Like the great Habermas understood, there is something called communicative reason, which is highly dependent on your ability to articulate your ideas. Words shape us. But it’s important to be able to listen to other people’s ideas with respect, knowing that we must seek for the truth together, because no one is the owner of absolute truth. Knowing is an exploration.
Another great philosopher, Foucault, wrote about the power relationships entrenched in language. The ability to speak is powerful, but often times people are silenced because their ability to speak is not recognized. Their narratives and stories are shunned or discredited, or simply ignored. This is called oppression.

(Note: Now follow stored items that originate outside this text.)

PR #6104, opened 2024-02-14
caddyfile: Reject directives in the place of site addresses

### LINKED ISSUE #6095: Better Caddyfile errors when a directive is used at top-level
A common mistake users make when writing their Caddyfile is that they'll place directives at the top-level scope (outside a site block) based on a misunderstanding of the [Caddyfile structure](https://caddyserver.com/docs/caddyfile/concepts#structure)

I've been thinking about ways to mitigate this in such a way that doesn't limit possible configurations.

I think what we could do during Caddyfile parsing, if we see a site address that matches a registered directive, we should return an error, explaining that directives must go within a site block. Unknown directives will not produce an error.

The downside to this is "what if the user wants to serve a domain literally called `handle` for some reason"? I think as long as we don't throw an error if they use `https://handle` (with a scheme), then there exists a valid escape-hatch and we don't need to worry about it.

For example, this Caddyfile would produce the following confusing error (because obviously `lb_policy` isn't a directive, why does Caddy think it is one?):

```
reverse_proxy localhost:9000 localhost:9001 {
    lb_policy first
}
```
```
Error: Caddyfile:2: unrecognized directive: lb_policy
```

An even worse example, this Caddyfile _doesn't_ produce an error because things within `handle` _are_ valid directives... but `handle` was parsed as a domain name:

```
handle {
	file_server
}
```

Both of those should produce an error like:

```
Error: Caddyfile:1: parsed 'handle' as a site address, but it is a known directive; directives must appear in a site block 
```

The exact wording of the error can be adjusted, I'm not sure how best to word it right now; open for discussion.

armadi1809:
Resolves #6095  

@francislavoie from my understanding, that's the only change needed but I might be wrong. Also, let me know if you think we need more tests.

### DIFF
--- a/caddyconfig/caddyfile/parse.go
+++ b/caddyconfig/caddyfile/parse.go
@@ -160,13 +160,13 @@ func (p *parser) begin() error {
 	}
 
 	if ok, name := p.isNamedRoute(); ok {
-		// named routes only have one key, the route name
-		p.block.Keys = []string{name}
-		p.block.IsNamedRoute = true
-
 		// we just need a dummy leading token to ease parsing later
 		nameToken := p.Token()
 		nameToken.Text = name
+
+		// named routes only have one key, the route name
+		p.block.Keys = []Token{nameToken}
+		p.block.IsNamedRoute = true
 
 		// get all the tokens from the block, including the braces
 		tokens, err := p.blockTokens(true)
@@ -211,10 +211,11 @@ func (p *parser) addresses() error {
 	var expectingAnother bool
 
 	for {
-		tkn := p.Val()
+		value := p.Val()
+		token := p.Token()
 
 		// special case: import directive replaces tokens during parse-time
-		if tkn == "import" && p.isNewLine() {
+		if value == "import" && p.isNewLine() {
 			err := p.doImport(0)
 			if err != nil {
 				return err
@@ -223,9 +224,9 @@ func (p *parser) addresses() error {
 		}
 
 		// Open brace definitely indicates end of addresses
-		if tkn == "{" {
+		if value == "{" {
 			if expectingAnother {
-				return p.Errf("Expected another address but had '%s' - check for extra comma", tkn)
+				return p.Errf("Expected another address but had '%s' - check for extra comma", value)
 			}
 			// Mark this server block as being defined with braces.
 			// This is used to provide a better error message when
@@ -237,15 +238,15 @@ func (p *parser) addresses() error {
 		}
 
 		// Users commonly forget to place a space between the address and the '{'
-		if strings.HasSuffix(tkn, "{") {
-			return p.Errf("Site addresses cannot end with a curly brace: '%s' - put a space between the token and the brace", tkn)
+		if strings.HasSuffix(value, "{") {
+			return p.Errf("Site addresses cannot end with a curly brace: '%s' - put a space between the token and the brace", value)
 		}
 
-		if tkn != "" { // empty token possible if user typed ""
+		if value != "" { // empty token possible if user typed ""
 			// Trailing comma indicates another address will follow, which
 			// may possibly be on the next line
-			if tkn[len(tkn)-1] == ',' {
-				tkn = tkn[:len(tkn)-1]
+			if value[len(value)-1] == ',' {
+				value = value[:len(value)-1]
 				expectingAnother = true
 			} else {
 				expectingAnother = false // but we may still see another one on this line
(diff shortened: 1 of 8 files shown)


francislavoie:
Yeah I think we should have a test that ensures `http://handle` is still allowed. I think it will be because directives aren't registered with a scheme, but just a sanity check.

armadi1809:
@francislavoie I get your point with the filename and line number but I am not entirely sure about where to move this new check since we need to loop through the block keys to determine if we are using a directive as a site address but we only have access to the `Tokens` at the segment level. Maybe I am missing something here though?

francislavoie:
I think we could either rework `ServerBlock` to hold `[]Token` instead of `[]string` for the site addresses (to retain the file/line along with the text), or move the errors to `func (p *parser) addresses() error {` where it actually parses the addresses initially.

armadi1809:
I think I like the second option better as it feels more intuitive to perform the check there. One issue is that we don't have access to the `registeredDirectives` at the `caddyfile` package which makes me wonder if the only solution is reworking `ServerBlock`s. Unless there is another way of accessing all the caddy known directives.

francislavoie:
Ah right I forgot about that :cry: yeah it'll probably be better to pass down the tokens I guess. We can add some helper methods to ServerBlock to unwrap the tokens to a `[]string` if necessary.

caddyconfig/caddyfile/parse.go
```diff
@@ -212,7 +212,7 @@ func (p *parser) addresses() error {
 
 	for {
 		tkn := p.Val()
-
+		token := p.Token()
```
francislavoie, line 215: I think we should rename `tkn` to "value" or something, just to differentiate it from `token`. Kinda confusing that they have different types with essentially the same name.

caddyconfig/httpcaddyfile/httptype.go
```diff
@@ -65,11 +65,11 @@ func (st ServerType) Setup(
 	originalServerBlocks := make([]serverBlock, 0, len(inputServerBlocks))
 	for _, sblock := range inputServerBlocks {
 		for j, k := range sblock.Keys {
-			if j == 0 && strings.HasPrefix(k, "@") {
-				return nil, warnings, fmt.Errorf("cannot define a matcher outside of a site block: '%s'", k)
+			if j == 0 && strings.HasPrefix(k.Text, "@") {
+				return nil, warnings, fmt.Errorf("cannot define a matcher outside of a site block: '%s'", k.Text)
 			}
```
francislavoie, line 70: Let's add the file/line here as well

francislavoie:
Tests are failing - looks like we need to add the `","` trim in another spot.

armadi1809:
@francislavoie I think we should be good to go now. I changed the location of that `Trim` to be where we actually add the token rather than in the helper that maps the tokens to strings. I also addressed your comments from above. Thanks for your feedback and help.

caddyconfig/caddyfile/parse.go
```diff
@@ -211,10 +210,10 @@ func (p *parser) addresses() error {
 	var expectingAnother bool
 
 	for {
-		tkn := p.Val()
-
+		value := p.Val()
+		token := p.Token()
 		// special case: import directive replaces tokens during parse-time
```
francislavoie, line 215: Nit: the newline was there to visually separate the sections

```suggestion
		value := p.Val()
		token := p.Token()

		// special case: import directive replaces tokens during parse-time
```

caddyconfig/caddyfile/parse.go
```diff
@@ -254,11 +253,12 @@ func (p *parser) addresses() error {
...
 			// between their two domains, e.g. "foo.com,bar.com", which would not be
 			// parsed as two separate site addresses.
-			if strings.Contains(tkn, ",") {
-				return p.Errf("Site addresses cannot contain a comma ',': '%s' - put a space after the comma to separate site addresses", tkn)
+			if strings.Contains(value, ",") {
+				return p.Errf("Site addresses cannot contain a comma ',': '%s' - put a space after the comma to separate site addresses", value)
 			}
 
-			p.block.Keys = append(p.block.Keys, tkn)
+			token.Text = strings.Trim(token.Text, ",")
```
francislavoie, line 260: I don't think we need to trim here, since `value` already has the comma removed from the end. We can just do `token.Text = value` I think.

caddytest/integration/caddyfile_adapt/http_valid_directive_like_site_address.txt
```diff
@@ -0,0 +1,46 @@
+http://handle {
+				file_server
```
francislavoie, line 2: 4 tabs -> 1 tab :sweat_smile: 

```suggestion
	file_server
```

armadi1809:
All the feedback items from above should now be resolved.

francislavoie (approved):
Thanks, this is great!

I made a few minor test adjustments, i.e. the error now asserts that the file/line is present, and I changed a couple other tests to fix some port conflicts that happened on my machine due to the tests using common ports (admin 2019 but I already have Caddy running, and 8080 is commonly used for some HTTP apps).

PR #6105, opened 2024-02-14
admin: Allow origins header value to not have a scheme

francislavoie:
Currently when `enforce_origin` is set, the request header must have `http://` otherwise the header value gets stuffed in the URL's `Path` field. Our code only looks at Host and not Path, so this is at minimum a less confusing result if a configured origin is passed without a scheme.


mholt:
(Context: We discussed this at length in Slack, and decided this change isn't quite what we want. The Origin header MUST have a scheme.)

PR #6108, opened 2024-02-15
vars: Allow overriding `http.auth.user.id` in replacer as a special case

francislavoie:
Context: https://caddy.community/t/logging-a-response-header-field-in-caddy-reverse-proxy-without-returning-to-client/22758

I was thinking, it would probably be useful to allow users to fill `http.auth.user.id` for themselves using `vars`, because then it would show up in the access logs in the dedicated `user_id` field we already have.

Example config:

```
:8881 {
    log
    header -X-User-Id
    reverse_proxy localhost:8883 {
        handle_response {
            vars http.auth.user.id {rp.header.X-User-Id}
            copy_response
        }
    }
}

:8883 {
    header X-User-Id foobar
    respond "yo"
}
```

Example log, notice `user_id` is filled:
```
2024/02/15 11:30:00.866	INFO	http.log.access	handled request	{
	"request": {"remote_ip": "127.0.0.1", "remote_port": "46870", "client_ip": "127.0.0.1", "proto": "HTTP/1.1", "method": "GET", "host": "localhost:8881", "uri": "/", "headers": {"User-Agent": ["curl/7.81.0"], "Accept": ["*/*"]}},
	"bytes_read": 0,
	"user_id": "foobar",
	"duration": 0.001003354,
	"size": 2,
	"status": 200,
	"resp_headers": {"Content-Length": ["2"], "Content-Type": ["text/plain; charset=utf-8"], "Date": ["Thu, 15 Feb 2024 11:30:00 GMT"], "Server": ["Caddy", "Caddy"]}
}
```


mholt (approved):
I don't love special cases, but the benefit is compelling... let's try it :)

mholt:
Huh, I'm having trouble getting the s390x tests to pass here. @francislavoie

mohammed90:
> Huh, I'm having trouble getting the s390x tests to pass here. @francislavoie --- must be flaky, because they passed for the auto-merge.

My fault. Will fix it in a PR.

PR #6109, opened 2024-02-15
fileserver: Preserve query during canonicalization redirect

francislavoie:
Replaces https://github.com/caddyserver/caddy/pull/5254

Context: https://caddy.community/t/caddy-stripping-querystring/22754

When a canonicalization redirect happens, it's only taking the path and adding a `/`, which loses the original query if there was one.

This preserves it safely, without making additional modifications to the URL.


mholt (approved):
Nice -- I this is a simple fix, assuming `to` consists solely of a path (or at least, doesn't have a query string). (I wonder if we should add a comment somewhere to mention that?)

francislavoie:
Yeah we only ever use it with the path currently, so it's fine. I'll add a comment.

mholt (approved):

PR #6113, opened 2024-02-18
httpcaddyfile: Allow nameless regexp placeholder shorthand

francislavoie:
I just read the code for regexp matchers, and saw this:

```go
	if mre.Name != "" {
		mre.phPrefix += "." + mre.Name
	}
```

This made me realize that we're always setting regexp placeholders, even if a name isn't specified... but our Caddyfile placeholder shorthand wasn't allowing `{re.1}`, it was only shortening long-form placeholders! Silly oversight...

Now, this is possible:

```
@match path_regexp ^/foo(.*)$
respond @match "{re.1}"
```

Specifying a name is only necessary if there's more than one matcher in the set (e.g. header_regexp + path_regexp at the same time), or if you want to carry the matcher result for later use if there's a risk that another regexp matcher might be used. But for the majority of cases, the simple case with no name is perfectly fine.


mholt (approved):
Ah nice, thanks for fixing this.

Issue #6111, opened 2024-02-18
Feature Addition: Enhance reverse_proxy module with support for a specified transport proxy


ImpostorKeanu:
For the `http.reverse_proxy` module, having the option of specifying a HTTP/SOCKS proxy for the `http.Transport` of the reverse proxy client in the configuration file would be ideal. It's currently configurable only via `http.ProxyFromEnvironment` and may impact functionality of other modules.

I've implemented the proposed changes and they seem to work well but I'm new to contributing to the project so there's a chance that they're naive. I'll submit a PR for review.

P.S. Caddy is amazing. It's become a critical component in so many of my projects and I'm very grateful for all the thoughtful hard work. ❤️

francislavoie:
In case you didn't realize, you can use the `HTTP_PROXY` env var. That's what `ProxyFromEnvironment` does.

ImpostorKeanu:
I've ran into situations where particular modules need to use distinct HTTP proxies. Is this possible `http.ProxyFromEnvironment`?

francislavoie:
You mean different proxies per `reverse_proxy` in your config? No I don't think that's possible.

Thinking back, I think ~1 year ago+ @mohammed90 @mholt and I had a discussion about this stuff... I think one problem is that we have HTTP clients all over Caddy in different places, like the ACME client, reverse proxy, etc which means we'd probably want a centralized place to configure all of them. But it would be complicated to have to push down that config to relevant places.

The question is whether we want to only have a URL as config, or if we might want to make it modular (i.e. allow plugins to choose the proxy). I don't know what kind of usecases there would be to having it modular though, I've never needed a forward proxy myself.

ImpostorKeanu:
Yes, that's what I've been coming up against. There has been at least [one other discussion](https://caddy.community/t/reverse-proxy-use-upstream-https-proxy/21326/6) where someone was trying to achieve the same but it seems the discussion died.

My use case is being able to reverse engineer applications during penetration tests. I've found it useful to be able to send the entire request chain through Burp for inspection/analysis. While `HTTP_PROXY` works, adjacent `reverse_proxy` configurations are also proxying through Burp when they ideally wouldn't.

```mermaid
flowchart
ua["User Agent"] --> burp[Burp] --> caddy["Caddy (Reverse Proxy)"] --> burp --> inscope[In-Scope Wapp]
```

Admittedly this isn't a common use case, but I decided to propose the change after seeing that at least one other person had a similar issue.

[...]

PR #6114, opened 2024-02-19
reverseproxy: Configurable forward proxy URL

ImpostorKeanu:
Closes: #6111 

Apologies for the redo. I'm security person by trade so I often fumble through git.

This PR should incorporate corrections discussed in the last PR that I closed.

Grateful for the patience.

### DIFF
--- a/modules/caddyhttp/reverseproxy/httptransport.go
+++ b/modules/caddyhttp/reverseproxy/httptransport.go
@@ -83,7 +83,7 @@ type HTTPTransport struct {
 	//
 	// User Agent ->
 	//  reverse_proxy ->
-	//  transport_proxy_url -> upstream
+	//  forward_proxy_url -> upstream
 	//
 	// Default: off.
 	ForwardProxyURL string `json:"forward_proxy_url,omitempty"`
--- a/modules/caddyhttp/reverseproxy/httptransport.go
+++ b/modules/caddyhttp/reverseproxy/httptransport.go
@@ -23,6 +23,7 @@ import (
 	weakrand "math/rand"
 	"net"
 	"net/http"
+	"net/url"
 	"os"
 	"reflect"
 	"strings"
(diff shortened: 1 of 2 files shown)


modules/caddyhttp/reverseproxy/httptransport.go
```diff
@@ -71,6 +72,22 @@ type HTTPTransport struct {
...
+	//
+	// Providing a value to this parameter results in
+	// requests flowing through the reverse_proxy in the following
+	// way:
+	//
+	// User Agent ->
+	//  reverse_proxy ->
+	//  forward_proxy_url -> upstream
+	//
+	// Default: off.
```
WeidiDeng, line 88: Default is not `off`. It's read from environmental variables.

modules/caddyhttp/reverseproxy/httptransport.go
```diff
@@ -265,8 +282,23 @@ func (h *HTTPTransport) NewTransport(caddyCtx caddy.Context) (*http.Transport, e
...
 
+	// negotiate any HTTP/SOCKS proxy for the HTTP transport
+	var proxy func(*http.Request) (*url.URL, error)
+	if h.ForwardProxyURL != "" {
+		pUrl, err := url.Parse(h.ForwardProxyURL)
+		if err != nil {
+			return nil, fmt.Errorf("failed to parse transport proxy url: %v", err)
+		}
+		caddyCtx.Logger().Info("setting transport proxy url", zap.String("url", h.ForwardProxyURL))
+		proxy = func(request *http.Request) (*url.URL, error) {
```
WeidiDeng, line 293: Should just use [`http.ProxyURL`](https://pkg.go.dev/net/http#ProxyURL).

WeidiDeng (changes requested):

modules/caddyhttp/reverseproxy/httptransport.go
ImpostorKeanu: The intent is for the individual module to be able to be configured with a specific proxy. `ForwardProxyURL` takes precedence over `HTTP_PROXY` and no default value is supplied.

francislavoie: But `if h.ForwardProxyURL == ""` it still uses `http.ProxyFromEnvironment` therefore the default is still "from environment", not nothing.

mholt (approved):
Thanks for the contribution! Is this ready to merge? It LGTM.

WeidiDeng (commented):
Maybe Caddyfile support should be added? For now it's only configurable through JSON, which is very tedious.

WeidiDeng (approved):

Yet another thinker, Paulo Freire, tells us we must try to empower people, and to empower ourselves, by recognizing other kinds of knowledge that are not recognized by the super structures in which we live and that shape our perception of reality. And in order to do that, we must listen and engage in real conversations. I just wish people can open lines of dialogue in which there is mutual respect and where all voices are heard and ideas are discussed.
Facebook is great and terrible simultaneously. It enables and disables conversations. I feel that we must promote dialogue in the classroom, face to face, when the true effect of words can be measured. Dialogue is powerful and empowering.